Deliver cropping results as coordinates in PAGE XML

syedsaqibbukhari / docanalysis

Apache License 2.0

10 stars 5 forks source link

Deliver cropping results as coordinates in PAGE XML #14

Closed wrznr closed 5 years ago

wrznr commented 5 years ago

We performed a first brief testing of the cropping procedure which worked pretty well. However, the output is by now only the cropped image. For the integration with the subsequent processing steps, it is necessary to deliver the cropping results as coordinates in PAGE XML.

<PrintSpace>
    <Coords points="101,232 932,232 932,1794 101,1794"/>
</PrintSpace>

Cf. https://ocr-d.github.io/gt//pagexml_documentation/pagecontent_xsd_Complex_Type_pc_PrintSpaceType.html#PrintSpaceType_Coords

wrznr commented 5 years ago

Pls. note that in the mean time, ocrd_tesserocr implements a very naïve solution for cropping which may nevertheless serve as an orientation for docanalysis. The coordinates are stored in the element Border rather than in PrintSpace since it is more appropriate to reflect the semantics of the cropping operation.

mjenckel commented 5 years ago

Thank you very much. We were looking for some reference for the full PAGE XML.

wrznr commented 5 years ago

Just run the cropping procedure and you should be ready to go.

wrznr commented 5 years ago

In addition, you do not have to write the XML directly. There is a full fledged API to PAGE XML integrated with the OCR-D core module.

n00blet commented 5 years ago

Cropping results are now saved in pageXML 5095877c6566a4ffdbce6ee499405dfb8144c44c

wrznr commented 5 years ago

Given the commit you linked above, I strongly doubt that the cropping results (or the binarization results) are actually saved in PAGE XML. You have to create a PAGE instance and modify the border element.
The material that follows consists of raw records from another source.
PR #2980, opened 2025-12-29
Add better error message when opening SimulatedStoreErrorDialogActivity from non-supported sources

tonidero:
### Description
This improves the error message in some situations that seem to be attributed to Google's automated testing opening activities when it shouldn't.


ui/revenuecatui/src/main/kotlin/com/revenuecat/purchases/ui/revenuecatui/activity/PaywallActivity.kt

Cf. https://github.com/OCR-D/ocrd_tesserocr/blob/4a69ba1f899659d00dc8bf21756ff72bf63bad60/ocrd_tesserocr/crop.py#L159

n00blet commented 5 years ago

Sorry, that was a wrong commit url. Please check this commit b6c983662dba7ba959b0ab4ed27b8047d70649a3. Cropping results are saved in Page XML and we are using border element save the crop coordinates.